Он прищурил глаза и снова невольно – в тысячный раз – задумался о том дне, о том великом дне, который он так никогда и не сможет изменить и забыть….
* * *
Верблюды устало и очень медленно шли по раскалённому солнцем песку, опустив измождённые головы. Их погонщики укутавшись в плащи с ног до головы, воспалёнными глазами смотрели вперёд, с надеждой увидеть долгожданный город. Третий день в пустыне истощил их силы. Каждый из пятидесяти человек, в мёртвой тишине, нарушаемой лишь шарканьем пробегающих пустынных ящериц, думал о чём-то своём. Кому-то хотелось встретиться с семьёй, обнять детей и жену, других ждут успокаивающие звуки арфы под плавные танцы блудниц в укромном уголке дома. Одно объединяло всех – стремление поскорее вернуться в Иерусалим.
– Не торопите так скотину, дурачье! Ещё три с лишком часа дороги, загоните верблюдов – на чём домой добираться будем?! – нарушил мёртвую тишину Агасфер. – Медленней двигайтесь, три дня шли – три часа переживёте.
– Никто и не торопится, хозяин. Корабли сами чуют, что скоро земля, вот они и прибавляют ход, – сострил Варфолом, самый молодой караванщик.
– Будешь много умничать – без работы останешься. Ишь ты! Если такой умный, иди прислужником в храм, там тебя быстро научат дисциплине и сотрут твою нахальную ухмылку, – грозно гаркнул Агасфер.
Все знали о несносном характере хозяина, о его злобе, распространявшейся, казалось бы, на весь мир, но кроме тех, кто был выше его по чину и имел большее состояние. Шутить он не любил, и его угрозы нужно было воспринимать с должной настороженностью. Никто не забыл случай с Карифом, который работал на него без малого двадцать лет и считался отличным работником с безупречной репутацией.

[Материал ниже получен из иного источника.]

PR #1049, opened 2019-02-04
Extract Host::ResolvConf and Route into separate files

kke:
`configuration/host.rb` is cluttered.


lib/pharos/autoload.rb
```diff
@@ -66,6 +66,8 @@ module Terraform
 
   module Configuration
     autoload :Host, 'pharos/configuration/host'
+    autoload :Route, 'pharos/configuration/route'
```
jakolehm: These are not used directly outside of `Host`... should `Host` just require them?

kke: Both are used by GatherFacts and neither are struct attributes of the Configuration::Host

PR #1066, opened 2019-02-12
Update Kontena Lens to 1.4.1

nevalla:
## Changelog
- Fixed app crash when container state has `null` value
- parameters field is handled properly on Storage Class details and not causing app crash any more


nevalla:
Depending on: https://github.com/kontena/pharos-kube-zipper/pull/84

nevalla:
Docs PR: https://github.com/kontena/pharos-docs/pull/158

PR #1067, opened 2019-02-12
Allow to install latest release/revision for given cri-o version

jakolehm:
Applies to debian/ubuntu.. centos/rhel already had this,.


jakolehm:
@jnummelin @kke PTAL

PR #1078, opened 2019-02-15
Also run OSS specs during NON-OSS spec run

kke:
Runs the specs from the main oss directory for non-oss.

Previously only the non-oss specs were run when `PHAROS_NON_OSS=true`.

Но однажды, примерно два года назад, сын несчастного, которому пошёл всего второй десяток отроду, заболел проказой. Малец стразу же попал под приказ Кесаря гласящий, что все без исключения, заболевшие этой заразой, должны по собственной воле уйти из города, дабы не заразить других.
Бедный Кариф, как он страдал в те времена! Каждый день он проливал слёзы над сыном, пряча его в своём доме и никому не раскрывая тайну его болезни. Молился, просил богов помочь его чаду, но ребёнку с каждым днём становилось всё хуже и хуже. Поначалу он молча лежал в бреду, обливаясь потом, через некоторое время на коже появились гнойные язвы. Все свои сбережения, копившиеся за многие годы работы на Агасфера, он тратил на лекарей, тайно проводя их к себе домой с наступлением глубокой темноты. Кудесники уверяли , что помогут его единственному сыну и будут хранить секрет за отдельную плату. Они лживо жалели его, вытягивая деньги.

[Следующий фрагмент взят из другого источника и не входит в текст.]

PR #1079, opened 2019-02-15
Generic env handling for calico, including enabling metrics

### LINKED ISSUE #1031: Expose metrics from calico node
I would like to scrape metrics from the calico-node pods. Since calico-node runs on host network, probably needs to have config to enable it.

I propose config: `network.calico.enable_metrics` to enable it. Things that need to be changed:

- [Enable in felix](https://docs.projectcalico.org/v3.5/reference/felix/configuration) by setting FELIX_PROMETHEUSMETRICSENABLED to true.
- Optionally set FELIX_PROMETHEUSMETRICSPORT from another config item (or stick with default 9091 for simplicity)
- Add port to container ports.
- Add a headless service that selects those pods (I could do that myself if pharos doesn't).

jnummelin:
Calico has lot of config env vars which can be configured. This PR enables to set env vars for the calico daemonset. For example:
```yaml
network:
  provider: calico
  pod_network_cidr: 172.31.0.0/16
  service_cidr: 172.32.0.0/16
  calico:
    environment:
      FELIX_PROMETHEUSMETRICSENABLED: true
      FELIX_PROMETHEUSMETRICSPORT: 9999
```

Metrics is a bit special case, the calico phase figures out that metrics is enabled and goes also automatically and sets up the needed headless service.

Needs still:

- [x]  docs PR

fixes #1031 

docs PR at https://github.com/kontena/pharos-docs/pull/160

### DIFF
--- a/lib/pharos/config_schema.rb
+++ b/lib/pharos/config_schema.rb
@@ -118,6 +118,7 @@ module Pharos
           optional(:calico).schema do
             optional(:ipip_mode).filled(included_in?: %w(Always CrossSubnet Never))
             optional(:nat_outgoing).filled(:bool?)
+            optional(:environment).filled(:hash?)
           end
           optional(:custom).schema do
             required(:manifest_path).filled(:str?)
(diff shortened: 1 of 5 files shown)


captncraig:
Great general solution to my problem, and probably some future ones I would have brought up.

Один из лекарей заверил отца, что через три дня вылечит сына от неизлечимой болезни, но ему нужна крупная сумма денег на целебное снадобье, которое продаётся втайне от городской стражи неким путешественником . Врач запросил баснословную сумму на покупку этого чуда. У несчастного Карифа не было выбора. Он отдал лекарю последние сбережения и стал ждать будущей ночи, когда тот обязался принести лекарство. Целый день он не находил себе места, молился и снова плакал, но крохотное огонёк надежды теплился в его сердце. Это был, несомненно, самый длинный день в его жизни. Он ждал и ждал. Ходил из угла в угол, как загнанный зверь. То унывал, то настраивал себя на мысль, что сегодня произойдёт чудо.